I do agree offering them too many options is not a good thing, which is why I offer only one or two options. I am not a fan of the good better best... just better best. However during my presentation which is an informal educational conversation, I throw out lots of options at the customer to gauge their reactions which allows me to tailor my actual proposal, that's when I narrow down exactly what we are going to do and throw on one or two options. 

What makes them crap? We do alot of repairs to other peoples roofs. Many of the roofs we repair are OC. The guys don't like the feel of working with them. They are cheap flimsy builder grade production shingles. Inferior to an old timberline (before they bought Elk and started reducing the asphalt per shingle) and definetly inferior to a Landmark.

I wish I had a 50% closing ratio and I could if I decreased my profit, since I consistantly bid against people near half my price for a shingle roof. However I sometimes think people do not truly track their numbers and are just plucking a gutt feeling number from air when I hear nice even round numbers like 50%. Every sales rep I interview to work for me has a 50% closing ratio, so they claim. I then go on to ask them why they are looking for work if they are such great sales reps. I press hard for where that number came from and often, as I said, it's based on a gutt feeling.

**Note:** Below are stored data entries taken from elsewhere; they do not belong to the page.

PR #1620, opened 2026-07-16
Create Bind to UI Tour conditional display option

maribedran:
## One-line summary

Allow a conditional display block to show when it contains a visible UI Tour button.

The UI Tour buttons are only displayed by JS logic that checks if their actions are available for the user. This new conditional display option makes the block visible when it contains a visible UI Tour.

## Issue / Bugzilla link

https://mozilla-hub.atlassian.net/browse/WT-1465

## Testing

- Run `./manage.py load_page_fixtures` and open http://localhost:8000/en-US/flare-docs/blocks/test-conditional-display/
- The "Bound to UI Tour" section should appear on Firefox if UI Tour is correctly set up
- The section should not appear in other browsers or if UI Tour is not set up
image


kkellydesign (approved):
works 👍

PR #1625, opened 2026-07-17
Easteregg fix

slightlyoffbeat:
## Fix easter egg logo on light-theme pages

The easter egg logo WebM is the white wordmark, so it only shows up on a dark nav. On light-theme pages (e.g. `/features/protection`) it rendered white-on-white and disappeared.

### Changes
- **Only run on a dark nav.** Activate the video only when the theme is showing the white wordmark, so it never lands on a white background.
- **React to live theme changes.** Swap the logo in/out when the OS color scheme flips at runtime (devtools, macOS auto dark-at-sunset) instead of needing a refresh.
- **Skip custom/brand logos.** Custom navigation snippets reuse the `fl-logo-fx` class; leave those alone so the Firefox flame never replaces a partner logo.
- **Clean up `play()` error handling.** Reset state instead of rethrowing, avoiding an uncatchable unhandled rejection and a stuck-state bug.

### Testing
- Verify the easter egg still plays on hover on dark-nav pages (e.g. homepage).
- Confirm it no longer appears on light-theme pages.
- Toggle light/dark in devtools and confirm the logo updates without a refresh.
- Confirm custom-logo pages are unaffected.

### DIFF
--- a/media/js/cms/easter-egg-logo.es6.js
+++ b/media/js/cms/easter-egg-logo.es6.js
@@ -58,10 +58,10 @@ const setupEasterEggLogo = () => {
     const activate = () => {
         if (teardown) return;
 
-        const existingLogo = logoLink.querySelector('img');
-        if (existingLogo) existingLogo.remove();
-
-        // Hide the wordmark that .fl-logo-fx paints as a background.
+        // Hide the wordmark that .fl-logo-fx paints as a background. The static
+        // <img> logo is left in the DOM and hidden via CSS
+        // (.fl-logo-fx:has(.fl-video-ready) img) so teardown restores it for
+        // free — no need to remove and re-insert the node here.
         logoLink.style.backgroundImage = 'none';
         // Widen the logo container so the WebM's flame lands at the same visual
         // size as the SVG wordmark, and shift it back so the layout doesn't move.
@@ -94,6 +94,10 @@ const setupEasterEggLogo = () => {
         video.addEventListener(
             'canplaythrough',
             () => {
+                // Signal to CSS that the video is showing its first frame, so
+                // the static wordmark <img> can be hidden.
+                wrapper.classList.add('fl-video-ready');
+
                 video.addEventListener('mouseover', () => {
                     if (isPlaying || hoverTimer) return;
                     if (Date.now() < cooldownUntil) return;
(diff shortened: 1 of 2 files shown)


janriokrause (approved):
Really nice fix. The `--fl-logo-url` signal is a clever way to detect the dark nav, and the `play()` cleanup is a great catch for preventing expected `AbortError`s from spamming Sentry. 🎉

One tiny thing (non-blocking): in `activate()` we remove the `` from the default flare header, but `teardown()` only restores the CSS background and sizing. So after a dark→light flip the wordmark looks identical, but the original DOM node is never restored. This is fine with the current CSS, though it could become noticeable if the logo asset or background-based rendering changes later. Re-inserting the same `` during teardown would make it a more complete inverse of `activate()`, but it's still totally fine to ship as-is. 😊

media/js/cms/easter-egg-logo.es6.js
```diff
@@ -33,74 +33,131 @@ const setupEasterEggLogo = () => {
...
+            .includes('logo-word-hor-white');
+
+    // Set by activate(); calling it removes the video and restores the logo.
+    let teardown = null;
+
+    const activate = () => {
+        if (teardown) return;
+
+        const existingLogo = logoLink.querySelector('img');
+        if (existingLogo) existingLogo.remove();
```
knowler: To address what @janriokrause is saying, but in a slightly different way: we don’t need to remove this. Instead, we can handle this with CSS.

1. As a prerequisite, we can add a `fl-video-ready` class to the video wrapper after `canplaythrough` fires (no poster is needed—the video will show the first frame as its default poster before it even gets to this point).
2. Use `:has(.fl-video-ready)` to conditionally hide the existing logo `` element with CSS.

slightlyoffbeat: Done — went with your CSS approach. `activate()` now leaves the `` in the DOM and adds `.fl-video-ready` to the wrapper on `canplaythrough`; `flare-navigation.css` hides it via `.fl-logo-fx:has(.fl-video-ready) img`. Removing the video on teardown reverses it automatically, so this also covers @janriokrause's point about restoring the original node. Thanks both! 🙏

knowler (approved):
r+ 🍳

The mind has a terrible habit of hazing ones memory. 

Jack if you are doing storm chasing sales, as I think you are, 50% is low for offering a free roof.


----------



## Slyfox

I haven't did any type of tracking since 2003, with one crew going since than the numbers are not high volume enough to bother with.
When I was running multiple crews and spending time daily behind a desk and running around to several jobs a day I kept daily, weekly, monthly, quarterly records of dozens of different activities such as sales, repairs, call backs, etc.

My numbers for sales with one crew stay around 60%.
In the 90's when I was not the only one selling, our combined numbers stayed around 35 - 40%, but my personal numbers were never that low.

I didn't go from multiple crews to one because of sales or workmanship,
it was a combination of coming to terms with and dealing with a bad habit.
The down fall of the economy, which started here in my area in mid 2005,
has prolonged my re-establishing multiple crews, but it will happen.


----------



## Grumpy

I've been thinking chris at NRG has the right idea. Screw these little jobs take on only jobs with very very large margin, keep the overhead low, do a coupe of jobs a year and make a few hundred K. My quality of life sucks constantly recruiting, hiring, training, and firing sales reps... then busting my ass to support the entire conmpany on my shoulders which should be support by multiple sales reps.

I do very well myself, exactly as you described... but why spend the same ammount of time chasing $8k jobs where I am the highest bidder by far when I can spend the same ammount of time chasing $100k jobs where I am the same ball park as every other bidder.


I should just get a job selling for a commercial roofing company, keep working 60 hour weeks and make a fuggin killing on commissions and not have to worry abotu supporting anyone's family other than my own. If I am selling in the 40% closing rate, but can't find someone to do better than 20%, what's the point?


----------



## Slyfox

I hear ya,
I was talking to Chris on the phone the other day and the subject of him only doing a couple / few jobs a year came up, he seems very content with the way he's doing things.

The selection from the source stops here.